What is it about three women together? Pamela Coleman-Smith's Three of Cups was the first to use this motif, and plenty of others have continued the tradition. These scenes all broadcast both intimacy and openness; they hint at a special bond where everything is shared and all parties are supported.

The symbol that Coleman evoked can be found throughout all of Western culture, from Macbeth's witches to Bill Paxton's wives on Big Love. We see them dancing dreamily in Botticelli's Primavera, we watch them blending and merging in Robert Altman's Three Women. In fact, countless movies and television shows feature a strong trio of women as their central characters. It's a classic story element that draws our attention like a magnet, thanks to our unconscious attraction to ancient symbols. Often the women are identical, interchangeable, or linked supernaturally in some way -- whatever it takes to present them as a unified force, a circuit.

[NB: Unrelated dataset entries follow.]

PR #303, opened 2023-06-08
Huggingface Mixed Initialization

bcui19:
Adding mixed initialization to support HF models. This allows rank 0 to load on `cpu` and all other ranks to load onto `meta`.

Tested here:

https://wandb.ai/mosaic-ml/hf-init-devices/runs/bqothkss?workspace=user-bcui

Also tested the difference when initializing w/ `cpu` and with `mixed` here (pythia-410m):

https://wandb.ai/mosaic-ml/hf-init-devices?workspace=user-bcui

### DIFF
--- a/llmfoundry/models/hf/hf_causal_lm.py
+++ b/llmfoundry/models/hf/hf_causal_lm.py
@@ -15,6 +15,7 @@ from omegaconf import DictConfig
 from transformers import (AutoConfig, AutoModelForCausalLM, PreTrainedTokenizer,
                           PreTrainedTokenizerFast)
 
+from llmfoundry.models.hf.hf_fsdp import hf_get_init_device
 from llmfoundry.models.hf.model_wrapper import HuggingFaceModelWithZLoss
 from llmfoundry.models.utils import init_empty_weights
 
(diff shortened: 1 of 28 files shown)


llmfoundry/models/hf/hf_fsdp.py
```diff
@@ -136,16 +148,39 @@ def prepare_hf_causal_lm_model_for_fsdp(model: PreTrainedModel) -> None:
...
+                continue
+            if isinstance(child, torch.nn.Module):
+                child._fsdp_wrap = True
+
+        if model.config.tie_word_embeddings:
+            warnings.warn((
+                'The passed in HuggingFaceModel has tied word embeddings '
+                'and the passed in initialization device is `mixed.` '
+                'In order to support this initializaiton schema, we are going to '
+                'break weight tying.'))
```
alextrott16, line 173: I strongly think this should be an error. Our warnings are way too easy to miss and IMO someone should have to explicitly set the config overrides to have `tie_word_embeddings: False`.
If it is made to be an error, we might also want to expand the check a bit because MPT has `tie_word_embeddings: True` but the tie won't break because `tied_embeddings == lm_head`. I _think_ that as long as those point to the same module they will, by definition, be on the same FSDP block and the weight tying won't be (perhaps even couldn't be?) broken.

llmfoundry/models/hf/hf_causal_lm.py
```diff
@@ -97,7 +102,7 @@ def __init__(self, om_model_config: DictConfig, tokenizer: Tokenizer):
                     config,
                     trust_remote_code=trust_remote_code,
                 )
-        elif init_device == 'meta':
+        elif resolved_init_device == 'meta':
             if om_model_config.pretrained:
```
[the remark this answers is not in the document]
bcui19: I added code to hot swap out pretrained when the `resolved_init_device = 'meta'` to always be False for that rank.

llmfoundry/models/hf/hf_fsdp.py
bcui19: I agree, changed to an error...

PR #309, opened 2023-06-09
Make convert_mpt_to_ft importable when this repo is installed

dskhudia:
same as title.


dakinggg (commented):
Can you make it so the script itself still lives in `scripts`, but all that script does is import the helper function and call it?

dskhudia:
@dakinggg : Actually abandoning this PR for now. Installing llm-foundry will overwrite our custom PyTorch build in inference images.

PR #310, opened 2023-06-10
Fix bug with saving optimizer states with MonolithicCheckpointSaver Callback

eracah:
Currently there is a bug where only the model state_dict_type is 'full' and not the optimizer state state dict type.
This PR fixes that using the `fsdp_get_optim_state_dict` helper function

### DIFF
--- a/llmfoundry/callbacks/monolithic_ckpt_callback.py
+++ b/llmfoundry/callbacks/monolithic_ckpt_callback.py
@@ -8,7 +8,8 @@ from pathlib import Path
 
 import torch
 from composer.core import Callback, State
-from composer.core.state import fsdp_state_dict_type_context, fsdp_get_optim_state_dict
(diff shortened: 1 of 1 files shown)


dakinggg (approved):
LGTM assuming you've tested

eracah:
I ran a manual test:
I saved with mono checkpoint saver in job mono-ckpt-test-8-NZ2JJ0 to create `s3://mosaicml-internal-checkpoints-test/evan-test/mono-ckpt-test/mono-ckpt-test-8-NZ2JJ0/mono_ba2.pt` and then
I loaded `s3://mosaicml-internal-checkpoints-test/evan-test/mono-ckpt-test/mono-ckpt-test-8-NZ2JJ0/mono_ba2.pt` in
job `mono-ckpt-test-8-Bdi3np`

Seemed to work well. Resumed seemlessly starting from batch 3

PR #320, opened 2023-06-13
Better error messages for ckpt conversion script

dskhudia:
This script expects a full composer checkpoint. Make it clear via error messages. Also change main function name as I people are using it as an api in their flow.


abhi-mosaic (approved):
LGTM!

PR #322, opened 2023-06-14
Fix generate callback to work with precision context

dakinggg:
still works: https://wandb.ai/mosaic-ml/daniel-debug/runs/ycsym27d?workspace=user-danielking


abhi-mosaic (approved):
LGTM

PR #323, opened 2023-06-14
Allow MPT past the tied word embeddings error

dakinggg:
```
In [3]: cfg = transformers.AutoConfig.from_pretrained('mosaicml/mpt-7b', trust_remote_code=True)
Explicitly passing a `revision` is encouraged when loading a configuration with custom code to ensure no malicious code has been contributed in a newer revision.

In [4]: cfg.model_type
Out[4]: 'mpt'
```


bcui19 (approved):
LGTM!

PR #806, opened 2023-12-15
Fix openai not conditioned imports

dakinggg:
Also adds a smoketest to prevent this issue in the future

Also fixes a typo in the code itself

### DIFF
--- a/.github/workflows/smoketest.yaml
+++ b/.github/workflows/smoketest.yaml
@@ -1,0 +1,41 @@
+name: Smoketest
+on:
+  push:
+    branches:
+    - main
+    - release/*
+  pull_request:
+    branches:
+    - main
+    - release/*
+  workflow_dispatch:
+# Cancel old runs when a new commit is pushed to the same branch if not on main or dev
+concurrency:
+  group: ${{ github.workflow }}-${{ github.event.pull_request.number || github.ref }}
+  cancel-in-progress: ${{ github.ref != 'refs/heads/main' && github.ref != 'refs/heads/dev' }}
+defaults:
+  run:
+    working-directory: .
+jobs:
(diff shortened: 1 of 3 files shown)


.github/workflows/smoketest.yaml
```diff
@@ -0,0 +1,41 @@
...
+  run:
+    working-directory: .
+jobs:
+  smoketest:
+    runs-on: ubuntu-20.04
+    timeout-minutes: 10
+    strategy:
+      matrix:
+        python_version:
+        - "3.9"
```
j316chuck, line 26: Do we always support 3.9?

tests/test_smoketest.py
```diff
@@ -0,0 +1,16 @@
+# Copyright 2022 MosaicML LLM Foundry authors
+# SPDX-License-Identifier: Apache-2.0
+
+from llmfoundry import callbacks, data, models, optim, tokenizers, utils
+
+
+# This very simple test is just to use the above imports, which check and make sure we can import all the top-level
+# modules from foundry. This is mainly useful for checking that we have correctly conditionally imported all optional
+# dependencies.
+def test_smoketest():
```
j316chuck, line 10: Would put comments as part of function docstring

j316chuck (approved):
LGTM! Left a question and a nit

.github/workflows/smoketest.yaml
dakinggg: we should, yeah.

dakinggg: we run code quality tests on 3.9 and 3.10 as well

bandish-shah (approved):
LGTM

PR #807, opened 2023-12-16
Remove redundant transposes for rope rotation

ShashankMosaicML:
Now that we use transformers v4.36.0, we do not need to transpose query and keys back and forth for apply rope rotations to them. This PR fixes this.

We can see that the loss and mfu plots are almost identical
Screenshot 2023-12-19 at 8 10 48 PM

Screenshot 2023-12-19 at 8 11 33 PM


vchiley (commented):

The cover of Cat Power's recent album, Jukebox, caught my eye the other evening. I had just watched her perform at the Apollo Theater in Harlem, an event I won't ever forget. A notoriously private and troubled artist with a history of performance anxiety, Chan Marshall seemed to have put up so many barriers between herself and her public that night -- she relied heavily on cover songs (which Jukebox mainly consists of), like James Brown's "Lost Someone"; she performed in near-darkness onstage, she barely uttered a syllable between songs, she often physically retreated upstage, singing from behind her band-members. With her voice, however, she did everything possible to draw the audience in -- every song was painstakingly performed with the utmost vulnerability. And as the set progressed, the lights grew ever-so-slightly brighter and brighter, until what had begun as a cold and isolating experience became intoxicatingly intimate. By the end, when Marshall stepped down from the stage to wander the aisles and sing among the audience, there seemed to be a collective holding of breath for fear of scaring her away, like you do when a butterfly or dragonfly lands on you. As she finished the show, she threw roses to the crowd. Finally after two full hours she said goodnight; it was obvious that there would be no encore -- there was literally nothing left for her to give.

The persisting illusion that intimacy and love are only truly possible between two people runs contrary to these kinds of experiences, which are quite common in our everyday lives. The Three of Cups encourages us to share ourselves and each other, and to accept the same from others when it is offered. It is a celebration of the egolessness that can be achieved, however temporarily, through creative pursuits or any situation in which one person invites others into his or her world.

On all issues pertaining to abundance, I defer to Mother Teresa's logic: “I have found the paradox that if I love until it hurts, then there is no hurt, only more love.”